I am an only child so my friends have always been a major part of my life. Now that I'm an adult, I realize it wasn't always the right people around me.
I wanted friends at all costs so I was more often a chameleon than an authentic one in order to become what was expected of me. My visceral and insatiable need for love was often portrayed in unhealthy ways in my friendships.
Some people who have passed through my life have taken advantage of this vulnerability, while others have made me evolve. These rare friends are still part of my close guard today.
The beauty of aging is to detect the "dark side" in people and to recognize people who are harmful to us. I had to clean up my surroundings in recent years for many reasons.
The famous feeling of jealousy made me realize that my sadness and my failures funny fed some of my girlfriends. I also realized the hard way that my unhealthy romantic relationships fed some of them and that unfortunately when it came time for me to finally be happy they didn't know how to rejoice in my happiness. They had somehow lost their chaotic friend who she could compare herself to in order to feel better.
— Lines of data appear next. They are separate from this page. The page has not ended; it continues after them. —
PR #330, opened 2020-02-19
Clear download job in finally block

ruhan1:
If the download failed but the job is left in the pending. This causes all the future download attemps fail.

### DIFF
--- a/core/src/main/java/org/commonjava/maven/galley/internal/xfer/DownloadHandler.java
+++ b/core/src/main/java/org/commonjava/maven/galley/internal/xfer/DownloadHandler.java
@@ -152,15 +152,6 @@ public class DownloadHandler
                     logger.debug( "Waiting for download job of path: {}: {}", resource, future );
                     final DownloadJob job = future.get( waitSeconds, TimeUnit.SECONDS );
 
-                    if ( created )
-                    {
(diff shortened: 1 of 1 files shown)


core/src/main/java/org/commonjava/maven/galley/internal/xfer/DownloadHandler.java
```diff
@@ -238,6 +229,14 @@ else if ( !suppressFailures )
...
         {
             transferSizes.remove( target );
+            if ( created )
+            {
+                synchronized ( DOWNLOAD_MUTEX )
+                {
+                    logger.debug( "Removing download job of path: {}: {}", resource, future );
+                    pending.remove( target );
+                }
+            }
```
ligangty: I think the fix can work but it will bring some side effect which will make download conflict. Because there is no retry check for that pending remove, so when a big file download timeout, it will trigger a retry with current future. But pending has been removed now so if there is a new download coming in the meantime, a new future will be created to do downloading for same resource, which could bring download conflict. (or maybe a not completed target will be returned)
Maybe we need to check tries>0 before the code.

ligangty: Double checked and seems that retry is happening in inner loop. So ignore this.

PR #331, opened 2020-03-04
Fix a test util class compile err

ruhan1:
This is a test util class. But miss one interface method. Not sure why mvn did not find it...


ruhan1:
thanks @sswguo This is simple but i didn't want to make silly mistakes...

PR #333, opened 2020-03-27
Save transfer immutables

ruhan1:
Some transfer properties are immutable. We can save them because they are called more than one times per request. And in case of path-mapped storage, each is one DB access.
I tested with Indy ftests and all passed.
I picked up some ftests and calculate the db access count, this fix reduces half of path-db accesses (50%). 
Full test result is in NOS-2441.

### DIFF
--- a/api/src/main/java/org/commonjava/maven/galley/model/Transfer.java
+++ b/api/src/main/java/org/commonjava/maven/galley/model/Transfer.java
@@ -69,14 +69,35 @@ public class Transfer
         this.provider = provider;
     }
 
+    /*
+     * Some properties are immutable and we cache them in case the provider operations are expensive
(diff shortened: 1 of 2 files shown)


ruhan1:
In Indy, transfer objects life cycle should be no more than per-request. But actually it can be reused if want. This object is stateless - no fields. All it does is to calcaulte something. In theory, if we cache all transfer objects and reuse them, nothing will break. 
Actually I don't want to add fields to break the stateless. Stateless is beautiful. I did a closer look at the PathMappedCacheProvider, the findings are interesting. I will paste it in JIRA.

ruhan1:
I will drop this. It is not perfect and breaks the pure steteless.

PR #335, opened 2020-05-19
[NFC] Ignore the timeout exception when addMissing

sswguo:
I think we can ignore to put the target in NFC when it run into the TransferTimeoutException. Sometimes it failed at the first time and might success when retry that next time.


ruhan1:
LGTM

PR #340, opened 2020-06-26
Write sub array when necessary.

whitingjr:
This PR patches #339 to ensure the checksum is updated only with the intended array contents. It might be all or smaller quantity of array elements. The change caters for the smaller quantity case.

### DIFF
--- a/core/src/main/java/org/commonjava/maven/galley/io/checksum/ChecksummingOutputStream.java
+++ b/core/src/main/java/org/commonjava/maven/galley/io/checksum/ChecksummingOutputStream.java
@@ -131,17 +131,14 @@ public final class ChecksummingOutputStream
     }
 
     @Override
-    public void write (byte[] b, int off, int len)
-    throws IOException
+    public void write ( byte[] b, int off, int len )
+            throws IOException
     {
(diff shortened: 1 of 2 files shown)


core/src/main/java/org/commonjava/maven/galley/io/checksum/ChecksummingOutputStream.java
```diff
@@ -131,17 +132,19 @@ public void write( final int data )
...
             throw new IndexOutOfBoundsException();
 
         super.write( b, off, len );
         size += len;
+        boolean isSubArray = 0 != off || len < b.length ;
+        byte[] sub = ( isSubArray ? Arrays.copyOfRange( b, off, len ) : b );
         for ( final AbstractChecksumGenerator checksum : checksums )
         {
-            checksum.update( b );
+            checksum.update( sub );
```
ruhan1, line 147: I'd like to add a method update( final byte[] data, int offset, int len ) to AbstractChecksumGenerator, and call it here. This way we don't need to calc the sub-array by ourself. MessageDigest digester will offer it.

whitingjr: Ok let's do that.

PR #344, opened 2020-08-24
Add one attr in Location for directory listing handling

ligangty:


ligangty:
Merged as this is a very simple change.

Altruism at its limits and my successes and small victories here and there we give rise to naughty feelings in friends who nevertheless had a place of choice in my life.
Jealousy, hypocrisy, envy, betrayal, selfishness are all feelings that we feel one day or another, myself included. However my love for them has always been greater than my resentment.
The last 4 years have made me evolve at high speed. My separation, joint custody, my father's cancer, covid, the closure of my business and so on have been an unequivocal revelation.
It was at this time that I did some spring cleaning in my friendships and decided to focus my energy on those who cry with me when I suffer and who are sincerely happy for me when life smiles on me.
The beauty of adult friendships is that they are fewer in number but so much more real. It feels good to know that there are people who want your pure and simple happiness just out of tenderness and concern for you.
To my precious ones who will be able to recognize themselves through its lines, I love you and thank you for having stayed during the bad weather but above all for having been delighted with the turn of my life which I would describe today as perfectly imperfect.